Back in July in this Behavioral Insider article, Laurie Sullivan brought up what has been a vexing roadblock along the path to success in online ad targeting: how to manage the vast amounts of consumer data that can be collected by cookies and ad tags.
While there are many ways to deal with this thorny issue, the fact is it's not really a question of storage and CPUs, but one of analytics. When you think about the issue of data overload, the challenge is identifying and leveraging what is relevant to your campaign from what is dross. But this is a very subjective process: a publisher will have quite different criteria for relevance than an individual marketer
The suggestion of creating standard definitions for relevance is a very publisher-centric view. Standards are great when you're trying to sell impressions, but less so when you're a marketer trying to obtain unique audience segments. A standard criterion for relevance of an automotive segment, for example, might be all adults aged 18-35 who have visited an auto site in the past 30 days, but for an individual auto marketer, it may be that only those who have visited a specific competitor in the last five days are relevant. You can see the challenge: media sellers must package broad, "least common denominator" segments of inventory for sale, while any individual marketer can have very specific target audience definitions.
Since each seller has many buyers, each with very different ways of defining their relevant audience, media sellers are challenged to provide custom analytics, audiences and targeting for each client. The "brute force" approach is to build massive data stores, then do data mining. This works to an extent, but it's expensive, slow and inflexible. Cloud computing makes storage and processing power more available, but does not necessarily address flexibility or speed. The other option suggested in the article is to filter the data on the front end and dispose of what you don't need. But this gets back to the relevance issue: how do you know what you don't need, when you serve many clients?
Agency holding companies which are trying to create their own demand-side networks are just starting to wrestle with the problem. They want to buy inventory cheaply and at scale, create custom behavioral segments and sell them to clients, while taking the strategic value (and profit) that ad networks are enjoying today. But these efforts will be too expensive and inflexible to maintain if they take the traditional data warehouse approach. Creating many behavioral segments for each client could quickly become unwieldy in terms of data storage alone. The real challenge is being able to access the database to retrieve segments quickly enough to meet the demand of new real-time bidding platforms, which have strict requirements for millisecond response times.
But what if buyers had a flexible tool to sift through data in real time? What if that tool had intelligence at the "point of contact" so that you did not have to collect massive amounts of data to support a separate data mining exercise? What if you could define behavioral segments on the fly?

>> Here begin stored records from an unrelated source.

PR #96, opened 2018-08-08
Inserter - added direct insertion to block manager

mzorz:
This PR builds on top of #95, and adds direct insertion at a specific index in the list state. For the sake of the exercise in the GB mobile application for now we're inserting right below the tapped block.

Before, it would only _append_ new blocks to the list.

#### Android
insertertake1direct

#### iOS
insertertake1direct_ios


hypest:
With #95 closed, I think it makes sense to target this one against `feature/inserter` directly? WDYT @mzorz ?

mzorz:
Closing in favor of #110

Issue #57, opened 2018-06-12
Heading block


koke:
Implement a heading block with its toolbar for heading level selection

Estimated: 5

PR #98, opened 2018-08-09
Implement heading block

koke:
This ports the heading block (without toolbar or settings) to gutenberg-mobile.
The bulk of the code is in TBD, this PR just adds a heading block to the initial list.

See #57


gziolo:
We no longer use `uid` on the web - it is named `clientId` to better explain its intent.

This is the Holy Grail: the ability to mine data for relevance as it is encountered, and then set the criteria for behavioral segments based on relevant data going forward. This way, an agency or marketer can create custom behavioral segments on the fly for each client, product or audience.
A toolset to accomplish this would have to be able to handle three kinds of data in order to mine for relevance: log data, the client's own data and third-party sources. It needs to bring them together for analysis in a fairly seamless fashion. Once you've done that and understand what defines value, you should be able to set the behavioral and demographic filters that process log files as they come in, identifying people who meet criteria you defined for that segment. For example, you would want to be able to define audience segments in terms of multiple behaviors and discrete demographics, and recognize any user meeting those criteria, regardless of other characteristics.
Rather than try to store all that data, you would want a very flexible tool that puts intelligence at the front end of the transaction. Put in database terms, you want a smart ETL tool (ETL = extract, transform and load). Data filtering technology is part of the "extract" process. But it's the "transform" part that can be truly powerful, and it's a part many people miss. It's what digests the raw data to turn into something useful. It is also what makes it possible to combine data sources on the fly, so that third-party data can be leveraged in real-time systems.
Given today's technology, there's no reason for marketers to feel overwhelmed by the sheer volume of consumer data, throw up their hands and cry "uncle," and bring in expensive outside help to help them manage it. They can instead turn that storehouse into a competitive advantage by using optimization tools with built-in intelligence that collect only relevant data on the fly, based on criteria (behavioral, demographic, IP) they establish. Thus, they can tap the daunting "Mt. Data" to create powerful, hyper-targeted segments that deliver conversion results.